As with every other bright looking idea, there are challenges and obstacles to Open Data, first of which is digital exclusion; whether because of the lack of infrastructure or because the people are not just interested in using computers. Open Data also raises questions like how much of public data should the government release, how high is the risk of inaccurate information (which is worse than no information at all); Kate Sahota said something about councils worrying about how they can make money off the data they release, and then there’s the Ordnance Survey (which I still can’t wrap my head around)!

Adding credence to Warwickshire’s concerns about selling their data, Charles Leadbeater said, “……..That culture of sharing also makes the web difficult for governments to control and hard for corporations to make money from”.

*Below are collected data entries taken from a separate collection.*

PR #327, opened 2026-08-17
MCP 2026-07-28 migration: spec, briefs, and full client-side implementation

ilsiepotamus:
## Summary

Implements the client side of the MCP 2026-07-28 migration (stateless core, MRTR, subscriptions, deprecations), plus the migration spec and per-phase implementation briefs it executes.

**Design record:** `docs/architecture/mcp-2026-07-28-migration.md` (verification-corrected rev 2, three diagrams) and `docs/planning/mcp-2026-07-28/` (per-phase briefs with pinned decisions D1–D4, ratified 2026-08-17).

### Protocol / negotiation
- `Connect` negotiates revisions via `server/discover` with initialize fallback; every outbound client path switched (manager, docker manager, teradata backend, fabric factory, `InstrumentedClient`)
- Per-server `protocol_version` pin (`auto`/`legacy`/explicit); fallback widened to bare HTTP 404/405/501; JSON-RPC error bodies in HTTP 4xx delivered as typed protocol errors
- Required request-metadata headers (SEP-2243): `MCP-Protocol-Version`, `Mcp-Method`, `Mcp-Name` (tools/call, prompts/get, resources/read), and `x-mcp-header` → `Mcp-Param-*` mirroring with Base64 sentinel encoding; invalid annotations exclude the tool from `tools/list` per spec

### MRTR (SEP-2322) client driver
- `input_required` results drive a bounded retry loop (default 5 rounds) at the one choke point all request paths share; `requestState` echoed opaquely; retry params rebuilt from originals each round
- Handler-equipped clients advertise the `elicitation` capability; `manager.NewElicitationInputHandler` adapts the HITL approval surface; nil handler = typed fail-fast

### Broken-stream recovery (§7.5 client half)
- Transport synthesizes `CodeStreamLost` when an SSE response stream ends without its final response (fixes a pre-existing hang-until-timeout)
- Stateless `tools/call` carries `_meta[com.teradata.loom/idempotencyKey]`; one re-issue with the same key

### subscriptions/listen client
- `Subscribe` + `subscriptionId` demux, graceful-closure vs stream-loss distinction, manager watch loop (refetch-on-reopen, backoff, clean exit when unsupported)
- Fixes a pre-existing JSON-RPC violation: notifications are dispatched, no longer answered with MethodNotFound

### Deprecations
- §9.1 unreachable code deleted (sampling plumbing, LogNotification, resumption buffer); §9.2 spec-visible surface frozen with `Deprecated:` markers (staticcheck-enforced), removal no earlier than 2027-07-28

## Test plan
- All new behavior covered by table-driven tests against scripted fakes and httptest at the wire level, including the spec's own Base64 encoding examples as goldens
- `go test -tags fts5 -race ./pkg/mcp/...` clean, `-count=5` on client/manager; race detector caught and fixed one real subscription race during development
- `just check` green (matches GitHub CI)

Server side (dual-mode admission, discover handler, looms dedupe, sealed requestState, listen handler, PRM, conformance matrix) follows in subsequent PRs per the briefs.


Ed-Jaramillo (changes requested):
# PR 327 Review: MCP 2026-07-28 Migration

**PR:** https://github.com/teradata-labs/loom/pull/327  
**Reviewed by:** GitHub Copilot and Claude Fabble  
**Recommendation:** REQUEST CHANGES

## Summary

The design direction is sound, but the submitted implementation is not yet interoperable with conforming 2026 servers and regresses some legacy clients. CI and `go test -tags fts5 -race ./pkg/mcp/...` pass, but the tests use self-consistent fake transports rather than official discovery payloads or live long-lived SSE streams.

## Blocking findings

### 1. BLOCKER: Discovery does not match the 2026 wire contract

**Location:** `pkg/mcp/client/connect.go:174-214`, `pkg/mcp/protocol/version.go:150-155`, `docs/architecture/mcp-2026-07-28-migration.md:94,101,287`, `docs/planning/mcp-2026-07-28/phase-1-client-exposure.md:38`

The published [2026-07-28 Discovery specification](https://modelcontextprotocol.io/specification/2026-07-28/server/discover) says the request "carries no body parameters beyond the standard `_meta`" and shows `supportedVersions` in the response, with server identity under `_meta["io.modelcontextprotocol/serverInfo"]`. This code sends `{}`, expects `protocolVersions`, and expects `serverInfo` at the top level. A conforming server either rejects the request or produces an empty version list, preventing every stateless connection.

**Smallest fix:** Stamp the probe with `StampMeta`, model `supportedVersions`, read server identity from result `_meta`, and test against the official discovery example. Correct the architecture diagram, design text, and phase-1 test scenario so later phases do not reintroduce the same wire shape.

### 2. BLOCKER: Streamable HTTP buffers the long-lived subscription stream

**Location:** `pkg/mcp/transport/streamable_http.go:166-210`

`io.ReadAll(resp.Body)` waits for the SSE response to close before starting `handleSSEStream`. Since `subscriptions/listen` intentionally stays open, `Client.Subscribe` never returns or delivers notifications over Streamable HTTP.

**Smallest fix:** Transfer the live response body to the stream goroutine and close it there. Add an `httptest` that keeps the stream open after acknowledgment.

### 3. BLOCKER: Legacy fallback drops required post-initialization headers

**Location:** `pkg/mcp/transport/streamable_http.go:114-121,176-187`, `pkg/mcp/client/client.go:246-266`

Discovery is now the first POST, so `started` becomes true before initialization and the `Mcp-Session-Id` returned by a legacy initialize response is discarded. The following initialized notification also lacks the negotiated `MCP-Protocol-Version`. Strict 2025 session servers will reject that notification.

**Smallest fix:** Capture session IDs from the initialize response regardless of probe order and attach the negotiated protocol version to the initialized notification.

### 4. BLOCKER: Explicit legacy revision pins do not send the pinned revision

**Location:** `pkg/mcp/client/connect.go:96-128`, `pkg/mcp/client/client.go:181-188`

Legacy negotiation and explicit pins discard the selected revision because `Initialize` always sends `protocol.ProtocolVersion` (`2024-11-05`). For example, pinning `2025-03-26` against a server supporting both revisions negotiates 2024 and then fails the pin check.

**Smallest fix:** Add an internal initialize path accepting the requested revision and use it for discovered and pinned legacy versions.

### 5. BLOCKER: The approved deletion decision does not account for downstream source compatibility

**Location:** Deleted API in:

- `pkg/mcp/client/client.go` (base lines 86, 507-510)
- `pkg/mcp/client/instrumented_client.go` (base line 709)
- `pkg/mcp/protocol/types.go` (base lines 205-257)
- `pkg/mcp/transport/resumption.go`

Migration spec §9.1 explicitly directs these symbols to be deleted as unreachable code with "no observable behavior change." That is true for repository-internal runtime paths, but the claim does not cover downstream Go importers. Removing exported `SamplingHandler`, `SetSamplingHandler`, sampling/log types, and `StreamResumption` is source-incompatible for any downstream user of those symbols. Repository-local caller searches cannot establish that exported APIs are unused outside this module.

**Smallest fix:** If exported `pkg/` APIs are covered by v1 compatibility, restore these symbols with `Deprecated:` markers until a major release or the documented removal window. If they are explicitly outside the compatibility guarantee, record that maintainer decision and release policy in §9.1.

### 6. MAJOR: Tool-list reconciliation has a missed-change window

**Location:** `pkg/mcp/manager/watch.go:52-75`

The watcher refreshes tools before opening and acknowledging the subscription. A tool change between those operations is neither in the fetched list nor delivered as a notification. The cache remains stale until another change notification or reconnect; if neither occurs, that can be the remainder of the stream's lifetime.

**Smallest fix:** Open the subscription, wait for acknowledgment, then refetch.

## Non-blocking findings

### 7. MAJOR: Subscription error state is published after channel closure

**Location:** `pkg/mcp/client/subscriptions.go:118-136`

`Notifications` closes before `sub.err` is set. Consumers can observe closure, read `Err() == nil`, and misclassify `MethodNotFound` as graceful termination.

**Smallest fix:** Set terminal error state before closing externally visible channels.

### 8. MAJOR: Stdio subscription cancellation is not sent to the server

**Location:** `pkg/mcp/client/subscriptions.go:158-163`

Context cancellation only removes local state. On stdio, the protocol requires `notifications/cancelled`; otherwise the server retains the subscription.

**Smallest fix:** Send the cancellation notification using the listen request ID for stdio subscriptions.

### 9. MAJOR: Per-server stop and removal leave watchers running

**Location:** `pkg/mcp/manager/manager.go:198-207,283-328`

`StopServer` and `RemoveServer` close the client but do not stop that server's watcher. It continues retrying until the entire manager stops.

**Smallest fix:** Track and cancel watchers per server, then wait for the watcher before closing or removing the client.

### 10. MAJOR: Header-annotation validation changes legacy and stdio behavior

**Location:** `pkg/mcp/client/tools.go:48-75`

Invalid `x-mcp-header` annotations are filtered in every revision and transport. The published [`x-mcp-header` specification](https://modelcontextprotocol.io/specification/2026-07-28/server/tools#x-mcp-header) says Streamable HTTP clients **MUST** reject invalid definitions, while clients using other transports such as stdio **MAY** ignore the annotations entirely. The current unconditional filtering therefore changes behavior outside the 2026 Streamable HTTP path.

**Smallest fix:** Gate validation and filtering on negotiated mode and transport header capability.

### 11. MINOR: Empty MRTR request state is treated as absent

**Location:** `pkg/mcp/protocol/mrtr.go:38-61,78-91`

An explicitly present empty `requestState` is treated as absent, although the schema permits an empty string.

**Smallest fix:** Preserve field presence separately, such as with `*string`.

### 12. MINOR: The implementation brief describes the wrong header behavior

**Location:** `docs/planning/mcp-2026-07-28/phase-1-client-exposure.md:21,45`

The brief says header-marked arguments are removed from the body and emitted as `x-mcp-header-*`. The published [`x-mcp-header` specification](https://modelcontextprotocol.io/specification/2026-07-28/server/tools#x-mcp-header) requires retaining the body value and mirroring it as `Mcp-Param-*`.

**Smallest fix:** Correct the completed brief to match the protocol and implementation.

## Questions and assumptions

- Finding 5 assumes exported APIs under `pkg/` remain source-compatible throughout v1. If maintainers explicitly exclude these packages from that guarantee, its severity becomes a release-policy question rather than a compatibility blocker.
- Is MRTR intentionally library-only in this PR? `NewElicitationInputHandler` has no production call site, so managed clients currently retain fail-fast behavior.
- How is duplicate execution communicated for third-party servers that ignore `com.teradata.loom/idempotencyKey` when the mandatory stream-loss reissue occurs?

## Ready-to-post PR comments

### Discovery wire contract

> **BLOCKER:** The published [2026-07-28 Discovery specification](https://modelcontextprotocol.io/specification/2026-07-28/server/discover) says the request carries standard `_meta`, the response field is `supportedVersions`, and server identity is returned under result `_meta`. This implementation sends `{}` and expects `{protocolVersions, serverInfo}` at the top level, so conforming servers cannot connect. Please align the request/result types, add an official-schema golden test, and correct the same shape in `mcp-2026-07-28-migration.md:94,101,287` and `phase-1-client-exposure.md:38`.

### Long-lived SSE handling

> **BLOCKER:** `io.ReadAll` buffers the SSE body before starting the parser. A `subscriptions/listen` response intentionally remains open, so `Subscribe` blocks forever over Streamable HTTP. Please hand the live body to the stream goroutine and add a persistent-stream integration test.

### Legacy session and version headers

> **BLOCKER:** `started` now refers to the discovery probe rather than initialization, causing the initialize response's session ID to be ignored. The initialized notification also lacks the negotiated version header. Please preserve both headers through legacy fallback.

### Explicit legacy pins

> **BLOCKER:** Explicit legacy pins still send `2024-11-05` in `InitializeParams`. A server supporting both 2024 and the pinned 2025 revision therefore negotiates 2024 and fails the pin. Please initialize with the selected or pinned revision.

### Exported API removals

> **BLOCKER / compatibility-policy confirmation:** I see that migration spec §9.1 explicitly orders these symbols deleted as unreachable code with "no observable behavior change." That is true for repository-internal runtime paths, but downstream Go importers can observe the removal as a compile failure. If exported `pkg/` APIs are covered by v1 compatibility, please restore the sampling, logging, and resumption symbols with deprecation markers until the removal window or a major release. If they are not covered, please record that compatibility decision in §9.1.

### Tool-list reconciliation

> **MAJOR:** Refetching before subscription acknowledgment leaves a race where a tool-list change is missed. The cache then remains stale until another change notification or reconnect, potentially for the stream's remaining lifetime. Please establish and acknowledge the subscription first, then perform the reconciliation fetch.

### Subscription error publication

> **MAJOR:** Subscription cleanup closes the notification channel before publishing the terminal error. A consumer can therefore read `Err() == nil` during abnormal termination. Please finalize error state before channel closure.

### Stdio cancellation

> **MAJOR:** Canceling a stdio subscription only removes client state; the server never receives `notifications/cancelled`. Please propagate cancellation using the listen request ID.

### Per-server watcher lifecycle

> **MAJOR:** `StopServer` and `RemoveServer` do not terminate the associated watcher. Please track watcher cancellation per server and wait for it before closing or removing the client.

### Header annotations on legacy transports

> **MAJOR:** The [`x-mcp-header` specification](https://modelcontextprotocol.io/specification/2026-07-28/server/tools#x-mcp-header) requires rejection for Streamable HTTP clients but says clients using other transports, such as stdio, may ignore the annotation. This unconditional validation hides tools outside the 2026 Streamable HTTP path. Please gate filtering on the negotiated revision and transport capability.

### Empty request state

> **MINOR:** `requestState: ""` is currently indistinguishable from an omitted field, so the client rejects or fails to echo a schema-valid opaque state. Please preserve field presence independently of its value.

### Planning brief correction

> **MINOR:** This brief says header-marked arguments are removed from the body and sent as `x-mcp-header-*`. SEP-2243 retains the body value and mirrors it as `Mcp-Param-*`. Please correct the completed brief so later server work follows the actual contract.

## Positive observations

- Centralizing MRTR and stream-loss handling in `sendRequest` is a good architectural seam.
- Typed protocol and HTTP errors, plus notification dispatch, improve failure visibility.
- The new tests are table-driven and race-clean; the main gap is real wire-level interoperability coverage.

ilsiepotamus:
Thank you for this review — every finding held up under verification against the published specification, the vendored 2026-07-28 schema, and the code. All 12 findings are addressed (blockers, majors, and minors), each in its own commit with regression tests. Point by point:

### 1. Discovery wire contract — fixed in 32866d50
Confirmed against both the published Discovery page and the vendored schema (`DiscoverRequest.params` is required, with required `_meta`; `DiscoverResult.supportedVersions` is required; identity under `_meta["io.modelcontextprotocol/serverInfo"]`). The probe now stamps `params._meta` at the preferred revision — which also satisfies the header/body match rule that would otherwise draw `HeaderMismatch` — and `DiscoverResult` is remodeled on the official schema (`resultType`, `supportedVersions`, `capabilities`, `instructions`, `ttlMs`, `cacheScope`, `_meta`), with `ServerInfo()`/`SetServerInfo()` accessors. A golden test decodes the specification's verbatim response example so the field names cannot drift again, and a probe-shape test asserts the stamped `_meta` keys. The architecture doc (§4.1 diagram, §5.2, §7.1) and the phase-1 brief now describe the same shape, so later server phases implement the real contract.

### 2. Buffered SSE stream — fixed in 25e7d4fc
The live response body is handed to the stream goroutine and parsed incrementally; body ownership transfers with it. A watcher closes the body to unblock the parser's blocking read on transport close or request-context cancellation — the latter is exactly how a 2026-07-28 client cancels an HTTP subscription (closing the stream is the signal), and deliberate teardown no longer synthesizes `CodeStreamLost`. Content-Type is parsed as a media type so `text/event-stream; charset=utf-8` is recognized. httptest coverage: events delivered while the stream stays open (deadlocks on the old code), abrupt-close synthesis, `Close()` unblocking, cancellation without synthesis, parameterized content types.

### 3. Legacy session and version headers — fixed in dad8d75d
Session adoption is no longer gated on "first POST": the transport adopts an `Mcp-Session-Id` whenever a legacy server offers one and none is held (2026 servers never send it), which also re-adopts a fresh session after `ErrSessionExpired`. The initialized notification now carries the negotiated `MCP-Protocol-Version` header. Tests cover the probe-then-initialize ordering at the wire level and the notification header at the client level.

### 4. Explicit legacy pins — fixed in 6873989b
`initializeWithVersion` carries the requested revision: pins request the pinned revision (your 2025-03-26-vs-dual-revision-server scenario is now a test that fails on the old code), discover-selected legacy revisions request exactly what negotiation chose, and the public `Initialize` now requests the newest legacy revision this client speaks (2025-11-25) per legacy negotiation rules — the previous hardcoded 2024-11-05 was also silently under-negotiating every dual-revision legacy server.

### 5. Exported API deletions — resolved in 372772ff (restored + policy recorded)
You're right that repo-local reachability can't cover external importers of a published v1 module. The policy is now recorded in the migration spec as a "compatibility boundary" amendment to §9.1: delete-now applies only to unexported code and internal wiring; **exported** symbols get the §9.2 freeze regardless of internal reachability. Restored accordingly with the staticcheck-enforced `Deprecated:` markers and the 2027-07-28 removal floor: the sampling types + `LogNotification` (protocol), `SamplingHandler`/`SetSamplingHandler` + dispatch (client and instrumented client — functional for legacy connections, exactly as before), and `StreamResumption` (transport, retained unwired since its former write path was observable to nobody). The immediate brief carries an amendment note so the deletion instructions aren't re-executed as written.

Restoring the dispatch exposed a latent routing bug that predates this PR: `receiveLoop` probed for a JSON-RPC *response* before a *request*, so any id-bearing server-initiated request parsed as a response and was silently dropped — servers never even received the `MethodNotFound` answer they're owed. Routing now follows JSON-RPC shape (a `method` member means request/notification; only method-less messages are responses), with dispatch tests for both the handler and no-handler paths.

### 6. Tool-list reconciliation window — fixed in f8e52aa1
The watcher now subscribes first and runs the reconciliation fetch on `notifications/subscriptions/acknowledged` — the race-free point, since the server sends nothing on the subscription before the ack and notifies every change after it. A failed reconciliation tears the subscription down and re-establishes with backoff rather than trusting a stale cache. The test asserts the ordering (`listen` strictly before any `tools/list`).

### 7. Error published after channel close — fixed in f8e52aa1
The terminal error is set before anything externally visible closes; a consumer that drains `Notifications` to closure and immediately reads `Err()` now always sees the abnormal cause (regression test does exactly that with a `MethodNotFound` ending).

### 8. Stdio cancellation — fixed in f8e52aa1
On transports where closing the response stream is not the cancellation signal, cancelling a subscription now sends `notifications/cancelled` referencing the listen request's ID (with a fresh bounded context, since the subscription's own context is already cancelled). On Streamable HTTP nothing is sent — per the subscriptions spec, closing the SSE stream is the signal there, and with finding 2 fixed the request context's cancellation actually closes it. The new `transport.RequestHeaderCarrier` optional interface distinguishes the transports; tests cover both (cancelled sent with the right `requestId` on stdio, nothing sent on Streamable HTTP).

### 9. Watcher lifecycle — fixed in b5fe2421
Per-server `watcherHandle` (stop + done): `StopServer`, `RemoveServer`, and `Stop` close the handle and wait for the watcher to exit before closing the client (watchers never take the manager mutex, so the wait can't deadlock), and remove the registration — which also fixes a duplicate-watcher bug on stop→re-add of the same name. Lifecycle tests for all three paths.

### 10. Header-annotation scope — fixed in f6a94d19
Validation, exclusion, and `Mcp-Param-*` mirroring now apply only when the connection is stateless **and** the transport carries request headers (`RequestHeaderCarrier`); stdio and legacy-negotiated connections ignore the annotations entirely and never hide tools. Tests cover the MUST-reject path on stateless Streamable HTTP, the ignore path on stdio, the ignore path on legacy-over-Streamable-HTTP, and no-mirroring off Streamable HTTP.

### 11. Empty requestState — fixed in 1f4ea296
`RequestState` is now `*string`: present-but-empty parses (it satisfies "at least one of `inputRequests` or `requestState`"), is echoed back verbatim on the retry as the spec's MUST requires, and absent stays absent. Tests cover parse, echo, and omission, plus an end-to-end client retry with `requestState: ""`.

### 12. Phase-1 brief header behavior — fixed in 8c45c6a2
The brief now states the real SEP-2243 contract (value stays in the body, mirrored as `Mcp-Param-{name}` with the Base64 sentinel encoding, server-validated for agreement), matching the implementation, so later server work follows the actual contract.

### Your questions

- **MRTR library-only?** Intentionally, in this PR. `Config.MRTR` is programmatic (`yaml:"-"`) and `NewElicitationInputHandler` is the adapter; the production wiring from looms' HITL approval surface is follow-up work in the server-side phases. Fail-fast (`InputRequiredNotSupportedError`) is the deliberate default for headless contexts that cannot answer elicitations — silently guessing answers would be worse.
- **Idempotency key on third-party servers.** The re-issue after a lost stream is at-least-once by nature — the 2026 revision removed resumption, so re-issuing as a new request is the only recovery the protocol offers, dedupe or no dedupe. The vendor key upgrades that to effectively-once on servers that honor it (Loom's own dedupe lands in the server-side phases); on servers that ignore it, the risk is exactly what the revision's model already implies. The client makes the event visible by logging the re-issue at Warn with the idempotency key. Only one re-issue is ever attempted, and only in stateless mode.
- **Compatibility policy** — answered under finding 5: exported `pkg/` API is treated as v1-compatible surface; the decision and its rationale are recorded in §9.1.

### Two adjacent interop gaps fixed while in there

- **Bodiless 202/204 notification acknowledgments** (c29aee1e): a conforming server answers an accepted notification POST with 202 and no body — and therefore no Content-Type — which the Content-Type switch rejected as unexpected.
- **400 fallback for strict legacy session servers** (d10a82fa): the transport spec's backward-compatibility rule says a 400 whose body is not a recognized modern JSON-RPC error identifies a legacy server. Strict 2025 session servers (the official TypeScript SDK's among them) reject any pre-initialize POST with a bare 400 ("session required"), so the auto-negotiating probe previously hard-failed against them instead of falling back to the handshake. Modern 400s (UnsupportedProtocolVersion/HeaderMismatch bodies) still never fall back.

### Verification
`just check` green (lint + full test suite with `-tags fts5 -race` + build); `-count=5 -race` clean on `pkg/mcp/client` and `pkg/mcp/manager`; golden tests pin the discover response and header-encoding examples from the published specification. One honest caveat on your interoperability point: these fixes are still validated against scripted fakes and httptest at the wire level, now shaped by the official examples; the official-SDK interop suite lives in the server-side branch that stacks on this one and is being re-based onto these corrections (its server-side discover handler emits the old shape and is being fixed to the real contract there).

Ed-Jaramillo (changes requested):
## Follow-up review

> Review performed with GitHub Copilot, powered by **GPT-5.6 Sol** (model ID: `gpt-5.6-sol`).

### Summary

All 12 original findings are addressed at PR #327 head `d10a82f`. However, I found one new compatibility blocker.

### Merge recommendation

**REQUEST CHANGES**

### BLOCKER — legacy stdio fallback remains too narrow

**Location:** `pkg/mcp/client/connect.go:83-91,161-177`; `pkg/mcp/client/client.go:114,144-160,509-548`

`isLegacyServerSignal` falls back only for `MethodNotFound`. The [MCP stdio specification](https://modelcontextprotocol.io/specification/2026-07-28/basic/transports/stdio#backward-compatibility) explicitly requires fallback for any non-modern error or timeout, commonly including `-32602 InvalidParams`. I reproduced a legacy server returning `-32602 "initialize first"`; `Connect` failed without sending `initialize`. Silent legacy servers also cannot recover because `RequestTimeout` is defaulted but never applied, leaving the probe waiting until the caller context is exhausted.

This is merge-blocking under the PR's stated dual-era compatibility goal: it causes connection-level failure for a class of legacy stdio servers the specification explicitly requires clients to handle. It is less severe than a security or data-loss blocker, but it is still a concrete compatibility regression in the primary negotiation path. If Loom intentionally supports only legacy servers that return `-32601`, this can instead be treated as a documented limitation and downgraded to MAJOR.

**Smallest fix:** Apply transport-specific fallback rules, treat non-modern stdio errors as legacy, and run discovery with a bounded child timeout that leaves the parent context available for initialization. Add `-32602` and no-response regressions.

### Prior findings

Discovery shape, live SSE streaming, legacy headers, revision pins, exported APIs, watcher reconciliation, error ordering, stdio cancellation, watcher lifecycle, annotation scope, empty `requestState`, and documentation are all fixed with regression coverage. Focused FTS5/race suites pass.

### Concise review comment

> **BLOCKER:** `isLegacyServerSignal` only recognizes `MethodNotFound`, but the published stdio compatibility rule says fallback must not depend on one error code: legacy servers commonly return `-32601`, `-32602`, or remain silent. A server returning `-32602 "initialize first"` currently fails `Connect` without attempting `initialize`. Please classify every non-modern stdio response as legacy and give discovery a bounded timeout that preserves context for the fallback handshake.

ilsiepotamus:
Thanks for the follow-up — the new blocker is confirmed and fixed in a97b6ee3. You're right on all three counts: the stdio page's rule is a hard MUST NOT ("the fallback MUST NOT be keyed to one specific error code: legacy servers respond to unknown pre-`initialize` requests with implementation-defined errors (commonly `-32601` or `-32602`) or not at all"), and `Config.RequestTimeout` was indeed defaulted in `NewClient` and then never read — dead config.

What changed, exactly as the binding pages prescribe:

- **Error classification**: any JSON-RPC error from the probe other than the recognized modern codes (`-32022 UnsupportedProtocolVersion`, `-32020 HeaderMismatch`, `-32021 MissingRequiredClientCapability`) is now a legacy signal on every transport; the modern codes never fall back (with no mutual modern version that's a hard error naming the server's advertised list, never a silent downgrade). Your reproduced `-32602 "initialize first"` case is a regression test, alongside `-32000` and `-32603`.
- **Bounded probe**: the discover probe now runs under a child context bounded by `Config.RequestTimeout` (wired for real; default 30s), so the caller's context is still alive for the fallback handshake when a legacy server never answers. Probe silence is classified as legacy **on stdio only**, per the transport-specific rules — on Streamable HTTP the era signal is status-based, so a hung POST stays a hard error rather than masking an outage; and caller-context expiry is never a legacy signal (regressions for all three).
- **Scope of RequestTimeout**: deliberately bounds only the negotiation probe, and its doc comment now says so — tool calls and MRTR elicitation rounds legitimately outlive any fixed timeout and remain caller-context-bounded.

The architecture doc (§4.1) and the phase-1 brief now state the complete fallback rule set (non-modern JSON-RPC errors; bare 404/405/501; 400 without a modern body; stdio probe silence) instead of the original narrow trigger, so the rule can't regress from the docs either.

`just check` green on both branches, full `-race` suite clean, and `feat/mcp-2026-server` (#328) is rebased on top with the SDK interop suite passing.

Ed-Jaramillo:
**Final-pass blocker: late probe responses can panic the client.**

The latest commit fixes the stdio fallback issue, but the new bounded probe timeout exposes a close/send race in `pkg/mcp/client/client.go:528-534,650-661`.

When discovery times out, `dispatchAndWait` removes the pending entry and closes `respChan`. Meanwhile, `handleResponse` may already have copied that channel under `pendingMu.RLock`; because it releases the lock before sending, a response arriving at the deadline can execute `respChan <- resp` after cleanup closes the channel. This races under `go test -race` and can panic with `send on closed channel`.

The channel does not need to be closed after its map entry is removed, so removing `close(respChan)` is the smallest fix. Alternatively, synchronize lookup/send with cleanup/close. Please add a regression that delivers a response while cancellation removes the pending entry.

All previous review findings are otherwise resolved.

ilsiepotamus:
Recording a review finding relayed out-of-band (the reviewer's final pass caught it via stress testing but GitHub permissions prevented posting it here): **a timing race between request teardown and a late server response could panic the client.**

The sequence: a request's context expires and `dispatchAndWait`'s teardown deleted its pending entry and closed the response channel; a late server response that had grabbed the channel reference under the read lock just before the delete then sent into it — send on a closed channel panics, and a `select` `default` clause does not protect a send on a *closed* channel. The window is a few instructions wide, which is why CI never tripped it.

Fixed in 228adc7c:

- **The reported race**: the response channel is deliberately never closed. It's buffered, its only receiver has already returned when teardown runs, and an orphaned unclosed channel is simply garbage-collected — the close was pure liability. A 2000-iteration stress loop that reliably reproduced the panic on the old code (within a few hundred iterations under `-race`) now guards it as a regression test.
- **Same-class audit** across the package found two more closes reachable by unwaited senders, fixed the same way: `StreamableHTTPTransport.Close` closed the message channel that `Send` still delivers into on the caller's goroutine (in-flight request racing `Close` → same panic; now guarded by a concurrent Send-vs-Close stress test), and the frozen legacy `HTTPTransport.Close` closed the events channel the SSE callback can still write. The correct single-owner closes (stdio reader, subscription notifCh under its mutex, the notifications channel behind the waited receive loop) are untouched and documented.

`just check` green, full `-race` suite clean, `feat/mcp-2026-server` (#328) rebased on top with the SDK interop suite passing.

Ed-Jaramillo (approved):
Thank you, Ilsun — I completed the final pass on `228adc7`. The reported late-response race is fixed, and the same-class transport audit looks correct. I reran the affected client and transport packages under the race detector and stress-ran both new regressions 25 times; everything passed. No remaining findings from me. Approved.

FutureGov  asked officials in South Korea, Singapore, the UK and the Netherlands whether they feel that the benefits of open government data outweigh the costs, their responses are here

It’s very exciting for me, this Open Data thing; makes me feel like developing countries without regular internet (or with more pressing problems than digital inclusion) have a looooooong, long way to go in becoming intelligent, in saving some money (in these days of recession), in empowering their citizens to make informed decisions for themselves, and in truth, and in not being excluded from the rest of the world.

I’m thinking of Nigeria and saying, “if only we knew……..”



P: S – please don’t forget I’m still receiving comments and suggestions on the Two Books a Month (TBAM) project. It’s just a click away Thank you!!!

  1. Sylva says:

    Don’t we all ask that question and wonder at how far the rest of the world has gone while we still grapple with meeting the basic needs of life. while they worry about CCTV nosing into their privacy, we here endure kilometers of trekking under the sun because the streets of Abuja have none and gbomo Jomo (or is it his wanna be alias now) had issued a bomb threat. They argue about open assess when here we still carry placards asking for freedom of information bill.

    If only……


  2. myne Whitman says:

    We do have a long way to go. But personally, i can do without so much intrusion into my privacy.


  3. I agree with Myne.

    I hardly come in contact with the CCTV and I try to imagine how apprehensive one could be, fully aware that one’s life is being recorded in bits wherever one goes. When we get there in Nigeria, I guess we’ll just have to figure out how to deal with it…


    • I agree with Myne, and with you too, too much of everything is bad. I however think that if the appropriate infrastructure were put in place, CCTV could help curb crime, especially if people knew that the cameras were functional and the police had the manpower and intelligence to handle images captured.


  4. jimmy says:

    makes me want to drink alchoholic beverages


    • Why? Alcoholic beverages don’t keep you warm now, or do they? Either ways, and at the risk of sounding preachy, they are unhealthy and my personal favorite, are tantamount to burning a candle (in this scenario you), from both ends.